Je voulais explorer un endroit que j’avais remarqué au beau milieu de mon île durant ma promenade de la veille. Jim se décida à me suivre, et nous fûmes bientôt arrivés, car l’île Jackson n’a que trois milles de long. L’endroit en question était une crête qui s’élevait à une hauteur de quarante pieds environ. Nous eûmes de la peine à grimper. La pente devenait de plus en plus raide à mesure que nous montions et les buissons épineux nous barraient parfois la route. Parvenus au sommet, nous nous trouvâmes en face d’une caverne creusée dans le roc et qui s’ouvrait du côté du Missouri. Elle n’était pas très grande ; mais Jim pouvait s’y tenir debout et on n’y avait pas trop chaud. Mon compagnon parut ravi de cette découverte. Il me proposa de repartir aussitôt pour emménager nos provisions et nous installer dans la grotte.
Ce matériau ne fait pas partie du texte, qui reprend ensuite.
Issue #979, opened 2023-03-02
Investigate using PipeWire serial id, instead of node id


GeorgesStavracas:
The ScreenCast portal uses PipeWire node ids, but apparently that's being deprecated in favour of serial ids. We should eventually update that.

columbarius:
In case this requires to change the signature of the api, we should drop the buffer size and position from the reply of `org.freedesktop.portal.ScreenCast.Start` and maybe use PipeWire properties on the stream instead, since this static information is insufficient since the mode and position of the output can change without interruption of the stream.

PR #1942, opened 2026-03-22
screen-cast: add pipewire-serial stream property

glamberson:
Add optional `pipewire-serial` (uint64) to the stream properties dict
returned by `ScreenCast.Start()` and `RemoteDesktop.Start()`. This
exposes the PipeWire `object.serial`, which unlike node_id is never
reused after node destruction.

## Motivation

PipeWire node_ids are reusable. When a ScreenCast stream is destroyed
and recreated (monitor hotplug, resolution change, dock/undock),
consumers holding the old node_id can silently connect to the wrong
PipeWire node if the ID has been reassigned. PipeWire deprecated
`node.target` (node_id based) in 0.3.64 in favor of `target.object`
(serial based) for this reason.

The portal currently returns only node_id, encouraging all consumers to
use the deprecated `pw_stream_connect(target_id=node_id)` pattern.

## Changes

- **Spec** (`ScreenCast.xml`): document `pipewire-serial` as an optional
  `t` (uint64) in the stream properties dict, version 6
- **Frontend** (`screen-cast.c`): parse `pipewire-serial` from backend
  responses, store in `ScreenCastStream`, add getter function
- **Header** (`screen-cast.h`): declare
  `screen_cast_stream_get_pipewire_serial()`

The existing node_id `u` in the tuple is preserved. Old consumers ignore
the new dict key. New consumers prefer serial when present.

## Backend availability

The wlr backend can provide serial immediately (direct PipeWire access).
GNOME and KDE backends need compositor changes to pass serial through
their intermediate protocols and can add support independently.

Ref: #979

### DIFF
--- a/data/org.freedesktop.portal.ScreenCast.xml
+++ b/data/org.freedesktop.portal.ScreenCast.xml
@@ -25,7 +25,7 @@
 
       The Screen cast portal allows to create screen cast sessions.
 
-      This documentation describes version 5 of this interface.
+      This documentation describes version 6 of this interface.
   -->
   <interface name="org.freedesktop.portal.ScreenCast">
     <!--
@@ -185,6 +185,16 @@
           node ID (the first element in the tuple, and a Vardict of
           properties.
 
+          Since version 6 of this interface, the node ID in the stream
+          tuple is deprecated for stream targeting. PipeWire node IDs can
+          be reused after node destruction, so active sessions may
+          misidentify streams across monitor hotplug, resolution or
+          refresh-rate changes, or suspend/resume cycles. Consumers should
+          prefer the ``pipewire-serial`` property from the stream
+          properties dict and ``PW_KEY_TARGET_OBJECT`` for connecting to
+          streams. Backends must continue to populate the node ID for
+          compatibility with clients that do not support version 6.
+
           The array will contain a single stream if 'multiple' (see
           org.freedesktop.portal.ScreenCast.SelectSources())
           was set to 'false', or at least one stream if
@@ -233,6 +243,16 @@
             device.
 
             This property was added in version 5 of this interface.
+
+          * ``pipewire-serial`` (``t``)
+
+            The PipeWire ``object.serial`` for this stream's node. Unlike the
+            node ID in the stream tuple (which can be reused after node
+            destruction), the serial is a monotonically increasing 64-bit
+            identifier that is never reused. Consumers should prefer the serial
+            for stream targeting via ``PW_KEY_TARGET_OBJECT`` when available.
+
+            This property was added in version 6 of this interface.
 
         * ``restore_token`` (``s``)
 
--- a/src/screen-cast.c
+++ b/src/screen-cast.c
@@ -70,6 +70,8 @@ struct _ScreenCastStream
   uint32_t id;
   int32_t width;
   int32_t height;
+  uint64_t pipewire_serial;
+  gboolean has_pipewire_serial;
 };
 
 G_DEFINE_TYPE_WITH_CODE (ScreenCast, screen_cast,
@@ -775,6 +777,9 @@ collect_screen_cast_stream_data (GVariantIter *streams_iter)
       stream->id = stream_id;
       g_variant_lookup (stream_options, "size", "(ii)",
                         &stream->width, &stream->height);
+      stream->has_pipewire_serial =
+        g_variant_lookup (stream_options, "pipewire-serial", "t",
+                          &stream->pipewire_serial);
 
       streams = g_list_prepend (streams, stream);
     }
@@ -1126,7 +1131,8 @@ screen_cast_new (XdpContext            *context,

— Il n’y a qu’à amarrer le canot juste en face de l’endroit où nous sommes, me dit-il. D’ici, je verrai arriver les curieux de loin, s’il en vient, et nous serons sur la côte de l’Illinois avant qu’ils aient abordé. Et puis les oiseaux nous ont avertis qu’il va pleuvoir. Quand la pluie tombe dans cette saison, elle tombe bien ; les provisions seront perdues.

Je n’avais pas besoin de l’avis des oiseaux pour deviner que le temps allait changer, et je savais aussi que les gens qui se mettraient en quête de Jim partiraient de Saint-Pétersbourg, c’est-à-dire du côté du Missouri. Je me laissai donc convaincre. La barque, amenée jusqu’au milieu de l’île, fut cachée sous les saules. Jim se chargea de ce qu’elle contenait et regagna la caverne, où je ne tardai pas à le rejoindre avec deux poissons qui avaient mordu à nos lignes.